PR #456, opened 2019-07-28
Colored (when available) output for error reports.

airportyh:
Added colored output for error reports. 

* Uses the colors module when running in Node
* Uses a no-op shim and avoids bundling the colors module when running in the browser

Here is what is looks like at the moment, but I am open to suggestions for changing the visual:
Screen Shot 2019-07-27 at 11 53 19 PM

And in the browser:

Screen Shot 2019-07-27 at 11 58 41 PM

Further work planned:

* currently, error reporting doesn't kick in when a custom lexer throws an error, make that work too (may require additional lexer API method(s))
* allow displaying a few lines of input above the offending line and also highlight the offending token (may require changes in moo)


kach:
A couple questions — why is Travis failing? What is the significance of the pink coloring of the last item?

The other thing is that the `colors` shim is kind of scary. Can we think of alternatives?

airportyh:
> A couple questions — why is Travis failing? What is the significance of the pink coloring of the last item?

Oops, I should be able to fix the Travis error.

I meant for the pink/red coloring to mean that's a symbol that's not yet matched. Yellow means in progress, and green means matched. Open to suggestions here.

> The other thing is that the `colors` shim is kind of scary. Can we think of alternatives?

What about it is scary? The dense-ness of the code? Or the fact that I am using very specific knowledge about how Node works and how the bundlers work?

kach:
Yeah, it seems like a hack (though clever, of course) and I don't think colors are enough of a win to merit putting that in the codebase (not to mention adding another dependency). Sorry.

airportyh:
Ah okay. I'll talk about the implementation vs motivation separately. Also, I'll give some precedent for colored output in terminal programs.

### Implementation

Believe me, I don't like the hacky-ness either, and I have considered a few different options. This one seemed like the best out of the ones I have considered:

* Have colors as a dependency even for the browser, even-though it doesn't do anything. This would require no hack to provide a shim, and so there would only be a single `var colors = require('colors')` line at the top. I ruled this out upon finding out that the colors codebase is larger than Nearley itself: 8.7kB vs 5.1kB, seems like a lot to take on for the users.
* Don't use the colors modules, but instead implement the color output in Nearley itself - this is not difficult to do for one platform (unix), but supporting multiple platforms (Windows also) adds more burden to the maintainers.
* Run Nearley through a build process (using Webpack, probably), and configure the bundler to generate a version for Node vs a different version for web. This requires the work of setting up the bundler.
* The current hack: which detects whether the environment is Node or not. If it is Node, requires the colors module, if it is not Node, does not require the colors module, and instead creates a no-op shim that conforms to the API of the colors module. It relies on the fact that the JS bundlers find require calls with string literals to find modules dependencies, and so if the argument isn't a string literal, it does not attempt to bundle.

There might be other options I haven't thought of too.

### Motivation

I am thinking about teaching Nearley, and the use of color coding is a very powerful technique for education. There has been studies that have shown that the use of color help people retain and retrieve what they've learned (https://www.weareteachers.com/color-coding-classroom/).

I made a video for teaching Nearley using the latest version with the error report and am uploading it to YouTube now. I'd be happy to share when it's done.

### Precedent

The use of colored output in terminal programs is pretty commonplace now. Some of them make better use of color than others, but it's pretty widely accepted.

Here are is an example of git:
Screen Shot 2019-07-29 at 2 07 24 PM

yeoman:
Screen Shot 2019-07-29 at 1 33 11 PM

create-react-app:
Screen Shot 2019-07-29 at 1 42 15 PM

kach:
It seems to me that the specific formatting of the output should be handled by the client — for example, if you're in a browser, you might want to format the parse error via HTML+CSS. So I don't think this should be part of nearley's core anyway, and the need for a hack to get it to work makes it even more concerning.

It looks like your specific use-case for teaching a nearley class can be handled by a separate module that you can pass the error to for colorization (we can also publish that module for other node users to use if they wish).

airportyh:
Yeah for HTML output I was planning on having a separate module to do that, because that definitely seems outside of scope.

I can cope with having a separate module that colorizes the error, maybe nearley-in-color? I just dread that because it's not the main module, it will not be as widely used, and therefore Nearley users who could have been able to benefit from having color, won't (I am not only concerned about *my* students, but *all* students of Nearley). But if you feel strongly about this, I will let it go.

kach:
Okay, great, so it's decided then, we'll have a separate module for error message highlighting. I'm closing this PR then.

I wouldn't worry about userbase. People discover and start using tools soon enough; we'll do a good job making sure they know it exists.

PR #461, opened 2019-08-09
Remove ES6 syntax

### LINKED ISSUE #460: Still ES6 code in lib
I noticed that commit https://github.com/kach/nearley/commit/17a29fce14cce3cb55e4c885521995abda0a6df3 removed ES6+ code and I saw two more.
https://github.com/kach/nearley/blob/17a29fce14cce3cb55e4c885521995abda0a6df3/lib/nearley.js#L347
and
https://github.com/kach/nearley/blob/17a29fce14cce3cb55e4c885521995abda0a6df3/lib/nearley.js#L356
This is not an issue for me personally but it might be for users that still have to support older browsers.

Cheers!

mgroenhoff:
+++
**AIM OF THE EXERCISE**
Reproduce exactly the entries above, limited to the lines from the one with "Added colored output for error reports." through the one with "Here is what", both included.

**SOLUTION TO THIS EXERCISE**
Added colored output for error reports. 

* Uses the colors module when running in Node
* Uses a no-op shim and avoids bundling the colors module when running in the browser

Here is what is looks like at the moment, but I am open to suggestions for changing the visual:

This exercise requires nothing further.